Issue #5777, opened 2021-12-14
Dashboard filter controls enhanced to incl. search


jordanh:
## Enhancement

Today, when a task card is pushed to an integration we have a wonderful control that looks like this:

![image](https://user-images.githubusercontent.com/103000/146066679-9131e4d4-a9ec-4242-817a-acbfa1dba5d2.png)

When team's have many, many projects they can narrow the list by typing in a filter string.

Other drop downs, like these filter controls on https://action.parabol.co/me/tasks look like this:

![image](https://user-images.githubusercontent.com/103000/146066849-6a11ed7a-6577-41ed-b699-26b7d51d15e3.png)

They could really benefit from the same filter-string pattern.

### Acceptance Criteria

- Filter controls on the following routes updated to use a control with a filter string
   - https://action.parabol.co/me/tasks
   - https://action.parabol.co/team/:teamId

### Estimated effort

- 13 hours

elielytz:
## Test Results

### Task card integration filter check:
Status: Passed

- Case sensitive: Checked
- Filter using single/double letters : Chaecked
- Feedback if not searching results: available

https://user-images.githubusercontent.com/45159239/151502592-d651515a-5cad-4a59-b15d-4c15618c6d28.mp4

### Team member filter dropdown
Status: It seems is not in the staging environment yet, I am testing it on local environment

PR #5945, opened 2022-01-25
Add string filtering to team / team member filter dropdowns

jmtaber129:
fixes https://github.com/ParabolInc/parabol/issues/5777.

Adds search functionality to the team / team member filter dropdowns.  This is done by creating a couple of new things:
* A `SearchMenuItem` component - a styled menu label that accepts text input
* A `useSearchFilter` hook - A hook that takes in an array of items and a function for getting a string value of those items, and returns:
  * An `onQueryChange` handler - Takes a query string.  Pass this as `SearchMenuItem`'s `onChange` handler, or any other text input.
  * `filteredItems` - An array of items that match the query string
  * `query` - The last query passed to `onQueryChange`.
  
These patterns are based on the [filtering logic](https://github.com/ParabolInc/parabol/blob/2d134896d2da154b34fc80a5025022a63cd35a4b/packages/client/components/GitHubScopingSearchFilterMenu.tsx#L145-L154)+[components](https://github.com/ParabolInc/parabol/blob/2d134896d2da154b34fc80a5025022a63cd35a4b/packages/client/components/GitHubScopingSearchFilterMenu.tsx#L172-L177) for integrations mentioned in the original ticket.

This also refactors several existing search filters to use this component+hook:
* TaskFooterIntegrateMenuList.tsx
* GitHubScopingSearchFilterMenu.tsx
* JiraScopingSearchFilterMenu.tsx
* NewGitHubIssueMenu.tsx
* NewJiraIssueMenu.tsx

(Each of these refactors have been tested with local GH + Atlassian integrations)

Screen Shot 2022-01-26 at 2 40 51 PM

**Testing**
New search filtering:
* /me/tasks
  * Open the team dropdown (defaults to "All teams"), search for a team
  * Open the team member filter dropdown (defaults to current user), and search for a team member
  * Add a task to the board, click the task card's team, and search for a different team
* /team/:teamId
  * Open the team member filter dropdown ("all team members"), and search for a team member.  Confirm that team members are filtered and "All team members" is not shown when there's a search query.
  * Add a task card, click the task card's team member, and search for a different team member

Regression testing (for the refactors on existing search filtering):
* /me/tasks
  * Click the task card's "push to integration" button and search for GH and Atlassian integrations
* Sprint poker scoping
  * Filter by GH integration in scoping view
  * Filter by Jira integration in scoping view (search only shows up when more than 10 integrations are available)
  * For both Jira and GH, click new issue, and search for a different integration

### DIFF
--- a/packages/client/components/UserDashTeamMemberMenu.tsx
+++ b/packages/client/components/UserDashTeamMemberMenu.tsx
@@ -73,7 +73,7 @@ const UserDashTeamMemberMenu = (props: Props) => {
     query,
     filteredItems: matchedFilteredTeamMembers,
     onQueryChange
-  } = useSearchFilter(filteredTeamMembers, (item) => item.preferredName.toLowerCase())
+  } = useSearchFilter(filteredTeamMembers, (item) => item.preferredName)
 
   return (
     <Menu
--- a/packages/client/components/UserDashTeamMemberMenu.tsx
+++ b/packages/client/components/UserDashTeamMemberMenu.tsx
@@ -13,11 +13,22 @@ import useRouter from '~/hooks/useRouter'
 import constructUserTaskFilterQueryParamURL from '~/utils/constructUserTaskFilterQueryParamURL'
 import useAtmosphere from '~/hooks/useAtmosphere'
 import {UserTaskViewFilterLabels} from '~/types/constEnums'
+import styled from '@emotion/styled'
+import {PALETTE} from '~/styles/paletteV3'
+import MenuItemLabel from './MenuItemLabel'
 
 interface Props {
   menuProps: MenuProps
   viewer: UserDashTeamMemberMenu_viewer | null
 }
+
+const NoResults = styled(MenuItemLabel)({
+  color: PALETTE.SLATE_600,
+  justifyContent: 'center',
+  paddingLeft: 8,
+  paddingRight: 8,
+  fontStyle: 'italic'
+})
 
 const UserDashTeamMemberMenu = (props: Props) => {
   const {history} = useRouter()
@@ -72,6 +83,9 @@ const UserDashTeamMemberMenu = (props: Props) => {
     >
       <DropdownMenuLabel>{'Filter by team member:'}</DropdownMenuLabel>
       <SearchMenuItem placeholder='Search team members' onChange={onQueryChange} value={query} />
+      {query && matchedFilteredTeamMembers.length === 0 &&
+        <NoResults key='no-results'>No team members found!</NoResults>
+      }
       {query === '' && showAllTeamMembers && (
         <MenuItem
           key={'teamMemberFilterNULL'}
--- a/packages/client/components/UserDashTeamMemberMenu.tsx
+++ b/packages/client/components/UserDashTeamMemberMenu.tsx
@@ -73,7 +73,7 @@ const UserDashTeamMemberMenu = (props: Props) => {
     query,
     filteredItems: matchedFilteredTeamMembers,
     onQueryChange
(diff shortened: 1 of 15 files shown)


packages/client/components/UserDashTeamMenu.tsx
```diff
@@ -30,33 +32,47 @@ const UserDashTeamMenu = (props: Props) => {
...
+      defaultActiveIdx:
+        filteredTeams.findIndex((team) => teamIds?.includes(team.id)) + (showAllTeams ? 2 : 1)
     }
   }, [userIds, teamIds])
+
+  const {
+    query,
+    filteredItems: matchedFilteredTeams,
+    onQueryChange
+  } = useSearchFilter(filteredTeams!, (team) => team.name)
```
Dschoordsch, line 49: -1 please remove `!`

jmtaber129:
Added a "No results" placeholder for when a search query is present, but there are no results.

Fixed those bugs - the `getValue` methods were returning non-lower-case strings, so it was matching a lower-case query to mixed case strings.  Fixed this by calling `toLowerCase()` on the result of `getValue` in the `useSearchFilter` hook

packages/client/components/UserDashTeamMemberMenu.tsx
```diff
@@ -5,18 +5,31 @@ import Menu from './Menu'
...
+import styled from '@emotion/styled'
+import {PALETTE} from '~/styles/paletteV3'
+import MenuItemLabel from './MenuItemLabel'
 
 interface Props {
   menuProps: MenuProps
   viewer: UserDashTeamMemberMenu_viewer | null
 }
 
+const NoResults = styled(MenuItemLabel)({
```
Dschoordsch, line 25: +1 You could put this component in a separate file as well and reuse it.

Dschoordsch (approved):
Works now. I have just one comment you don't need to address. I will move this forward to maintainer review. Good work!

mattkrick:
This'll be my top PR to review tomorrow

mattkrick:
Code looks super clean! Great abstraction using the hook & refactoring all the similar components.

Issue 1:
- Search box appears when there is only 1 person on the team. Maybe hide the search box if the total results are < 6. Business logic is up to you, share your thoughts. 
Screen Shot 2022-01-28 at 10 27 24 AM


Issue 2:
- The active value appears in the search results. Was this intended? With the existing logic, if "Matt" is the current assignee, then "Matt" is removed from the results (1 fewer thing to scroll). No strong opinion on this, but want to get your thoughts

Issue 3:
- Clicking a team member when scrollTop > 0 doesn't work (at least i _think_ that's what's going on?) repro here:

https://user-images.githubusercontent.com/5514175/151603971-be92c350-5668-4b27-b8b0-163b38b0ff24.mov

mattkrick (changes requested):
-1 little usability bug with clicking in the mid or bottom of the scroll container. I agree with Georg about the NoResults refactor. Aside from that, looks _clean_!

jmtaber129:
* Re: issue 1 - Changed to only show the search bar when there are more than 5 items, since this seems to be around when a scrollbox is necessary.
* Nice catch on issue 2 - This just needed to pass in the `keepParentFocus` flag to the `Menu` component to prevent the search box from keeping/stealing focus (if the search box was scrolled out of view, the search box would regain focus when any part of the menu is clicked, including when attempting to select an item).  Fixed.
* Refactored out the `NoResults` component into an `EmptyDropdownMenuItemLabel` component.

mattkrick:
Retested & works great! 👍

◇ ◇ ◇

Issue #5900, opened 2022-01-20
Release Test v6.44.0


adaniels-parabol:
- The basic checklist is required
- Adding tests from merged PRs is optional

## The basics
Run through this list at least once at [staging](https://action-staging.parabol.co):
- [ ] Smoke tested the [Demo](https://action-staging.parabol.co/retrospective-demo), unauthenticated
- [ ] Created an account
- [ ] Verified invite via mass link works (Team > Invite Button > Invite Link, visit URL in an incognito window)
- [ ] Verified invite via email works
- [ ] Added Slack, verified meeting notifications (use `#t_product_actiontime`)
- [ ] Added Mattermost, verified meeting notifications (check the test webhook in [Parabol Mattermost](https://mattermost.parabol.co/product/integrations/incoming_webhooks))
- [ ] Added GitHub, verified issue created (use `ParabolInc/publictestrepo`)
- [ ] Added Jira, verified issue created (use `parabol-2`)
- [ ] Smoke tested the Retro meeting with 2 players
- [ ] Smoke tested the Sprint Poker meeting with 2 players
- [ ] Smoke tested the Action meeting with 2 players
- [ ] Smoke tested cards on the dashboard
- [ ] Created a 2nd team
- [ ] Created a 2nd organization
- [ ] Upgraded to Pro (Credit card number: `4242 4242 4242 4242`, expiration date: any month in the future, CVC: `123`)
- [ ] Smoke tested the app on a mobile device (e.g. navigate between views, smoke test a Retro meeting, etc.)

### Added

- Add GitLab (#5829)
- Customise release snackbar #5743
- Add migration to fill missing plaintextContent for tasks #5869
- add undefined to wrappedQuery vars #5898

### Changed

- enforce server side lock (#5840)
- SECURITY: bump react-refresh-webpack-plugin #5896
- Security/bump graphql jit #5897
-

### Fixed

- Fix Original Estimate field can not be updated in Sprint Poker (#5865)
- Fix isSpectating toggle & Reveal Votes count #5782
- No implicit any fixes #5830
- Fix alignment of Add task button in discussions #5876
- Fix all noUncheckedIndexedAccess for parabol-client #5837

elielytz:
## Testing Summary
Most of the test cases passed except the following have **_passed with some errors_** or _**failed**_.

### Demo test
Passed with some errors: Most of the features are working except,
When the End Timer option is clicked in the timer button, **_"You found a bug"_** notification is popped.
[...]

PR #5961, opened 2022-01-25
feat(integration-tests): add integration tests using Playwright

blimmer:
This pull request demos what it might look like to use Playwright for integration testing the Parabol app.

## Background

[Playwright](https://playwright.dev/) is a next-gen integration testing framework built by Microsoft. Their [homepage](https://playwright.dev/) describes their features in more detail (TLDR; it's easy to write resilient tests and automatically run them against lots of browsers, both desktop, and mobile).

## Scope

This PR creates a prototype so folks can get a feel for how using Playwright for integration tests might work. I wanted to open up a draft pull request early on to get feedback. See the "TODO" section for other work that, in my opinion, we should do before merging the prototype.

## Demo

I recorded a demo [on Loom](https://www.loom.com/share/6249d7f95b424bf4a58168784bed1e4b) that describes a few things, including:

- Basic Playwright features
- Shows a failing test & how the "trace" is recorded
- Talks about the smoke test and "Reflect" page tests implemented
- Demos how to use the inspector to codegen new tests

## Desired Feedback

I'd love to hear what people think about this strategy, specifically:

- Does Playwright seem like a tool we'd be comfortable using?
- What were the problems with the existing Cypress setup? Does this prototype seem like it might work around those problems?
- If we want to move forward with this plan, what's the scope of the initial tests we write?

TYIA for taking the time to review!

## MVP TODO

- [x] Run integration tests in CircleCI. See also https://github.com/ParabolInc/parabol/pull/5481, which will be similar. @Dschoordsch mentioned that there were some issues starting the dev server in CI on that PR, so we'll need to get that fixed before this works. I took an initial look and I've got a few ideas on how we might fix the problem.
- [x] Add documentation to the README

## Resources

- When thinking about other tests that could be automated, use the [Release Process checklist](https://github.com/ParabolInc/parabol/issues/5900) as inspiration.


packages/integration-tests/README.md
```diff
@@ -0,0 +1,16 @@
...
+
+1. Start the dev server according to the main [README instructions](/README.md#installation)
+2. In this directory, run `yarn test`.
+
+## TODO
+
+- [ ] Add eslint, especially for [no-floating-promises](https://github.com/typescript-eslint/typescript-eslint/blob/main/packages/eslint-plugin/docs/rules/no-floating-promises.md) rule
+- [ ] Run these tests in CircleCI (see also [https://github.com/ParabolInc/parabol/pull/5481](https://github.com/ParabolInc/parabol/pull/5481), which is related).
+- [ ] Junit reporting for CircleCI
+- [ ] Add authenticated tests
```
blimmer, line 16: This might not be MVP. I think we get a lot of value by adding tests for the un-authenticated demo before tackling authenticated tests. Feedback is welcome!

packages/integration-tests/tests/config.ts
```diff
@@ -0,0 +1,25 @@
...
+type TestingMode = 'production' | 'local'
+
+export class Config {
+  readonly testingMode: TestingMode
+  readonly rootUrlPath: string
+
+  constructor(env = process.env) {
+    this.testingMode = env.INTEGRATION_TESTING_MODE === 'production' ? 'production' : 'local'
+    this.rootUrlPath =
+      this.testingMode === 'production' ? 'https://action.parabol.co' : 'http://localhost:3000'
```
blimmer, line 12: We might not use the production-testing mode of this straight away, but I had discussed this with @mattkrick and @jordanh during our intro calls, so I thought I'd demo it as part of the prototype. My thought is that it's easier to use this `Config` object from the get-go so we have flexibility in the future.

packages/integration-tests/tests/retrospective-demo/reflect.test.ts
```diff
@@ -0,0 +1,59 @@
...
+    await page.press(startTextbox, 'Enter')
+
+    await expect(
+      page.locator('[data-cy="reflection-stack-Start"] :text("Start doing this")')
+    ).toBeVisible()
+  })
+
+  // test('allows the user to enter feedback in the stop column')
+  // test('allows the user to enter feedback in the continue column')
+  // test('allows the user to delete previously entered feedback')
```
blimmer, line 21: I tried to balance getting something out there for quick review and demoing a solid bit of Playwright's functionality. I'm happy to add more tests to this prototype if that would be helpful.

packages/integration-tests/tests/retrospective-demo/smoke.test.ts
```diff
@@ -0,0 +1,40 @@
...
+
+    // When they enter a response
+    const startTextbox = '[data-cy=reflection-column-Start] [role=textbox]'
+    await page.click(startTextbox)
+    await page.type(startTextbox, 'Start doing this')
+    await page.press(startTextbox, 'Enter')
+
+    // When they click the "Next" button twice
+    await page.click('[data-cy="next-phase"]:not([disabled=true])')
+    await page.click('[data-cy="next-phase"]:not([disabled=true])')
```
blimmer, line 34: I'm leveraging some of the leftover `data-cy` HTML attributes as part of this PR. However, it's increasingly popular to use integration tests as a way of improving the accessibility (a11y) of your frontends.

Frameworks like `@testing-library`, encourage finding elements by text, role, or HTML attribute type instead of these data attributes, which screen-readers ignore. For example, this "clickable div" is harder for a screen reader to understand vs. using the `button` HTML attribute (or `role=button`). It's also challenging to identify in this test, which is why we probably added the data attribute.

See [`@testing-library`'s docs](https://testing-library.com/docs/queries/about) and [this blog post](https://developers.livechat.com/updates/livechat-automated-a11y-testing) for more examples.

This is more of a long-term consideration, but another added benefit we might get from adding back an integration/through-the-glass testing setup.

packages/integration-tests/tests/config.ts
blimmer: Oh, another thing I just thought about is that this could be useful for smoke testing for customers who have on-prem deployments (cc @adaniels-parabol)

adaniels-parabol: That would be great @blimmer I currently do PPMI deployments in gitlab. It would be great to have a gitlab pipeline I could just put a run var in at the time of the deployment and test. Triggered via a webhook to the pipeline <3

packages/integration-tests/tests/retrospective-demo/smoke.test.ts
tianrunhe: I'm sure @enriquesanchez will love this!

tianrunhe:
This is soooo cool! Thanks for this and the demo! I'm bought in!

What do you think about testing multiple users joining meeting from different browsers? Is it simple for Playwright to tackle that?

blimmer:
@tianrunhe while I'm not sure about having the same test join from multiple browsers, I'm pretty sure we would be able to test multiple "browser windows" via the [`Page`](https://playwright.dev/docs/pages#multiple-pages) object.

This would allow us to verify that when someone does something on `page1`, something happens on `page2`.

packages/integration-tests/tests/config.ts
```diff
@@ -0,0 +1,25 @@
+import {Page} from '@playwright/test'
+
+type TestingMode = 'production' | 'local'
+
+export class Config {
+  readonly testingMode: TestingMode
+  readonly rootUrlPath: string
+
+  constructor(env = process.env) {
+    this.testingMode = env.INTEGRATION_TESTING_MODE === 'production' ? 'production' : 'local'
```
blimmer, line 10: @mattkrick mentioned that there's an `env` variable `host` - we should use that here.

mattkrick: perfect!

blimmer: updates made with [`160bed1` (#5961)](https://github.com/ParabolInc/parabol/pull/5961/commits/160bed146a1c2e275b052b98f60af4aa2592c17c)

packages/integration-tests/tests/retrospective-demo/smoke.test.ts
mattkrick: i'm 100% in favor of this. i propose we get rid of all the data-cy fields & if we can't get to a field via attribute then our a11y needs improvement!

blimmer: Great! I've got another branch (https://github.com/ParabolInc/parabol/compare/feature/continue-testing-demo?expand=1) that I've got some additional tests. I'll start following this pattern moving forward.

◇ ◇ ◇

### What to do
Precisely the lines between those holding "scrollbox is necessary." and "Retested & works great! 👍", inclusive, are to be reproduced from the listing above, with nothing added.

### Task output
* Re: issue 1 - Changed to only show the search bar when there are more than 5 items, since this seems to be around when a scrollbox is necessary.
* Nice catch on issue 2 - This just needed to pass in the `keepParentFocus` flag to the `Menu` component to prevent the search box from keeping/stealing focus (if the search box was scrolled out of view, the search box would regain focus when any part of the menu is clicked, including when attempting to select an item).  Fixed.
* Refactored out the `NoResults` component into an `EmptyDropdownMenuItemLabel` component.

mattkrick:
Retested & works great! 👍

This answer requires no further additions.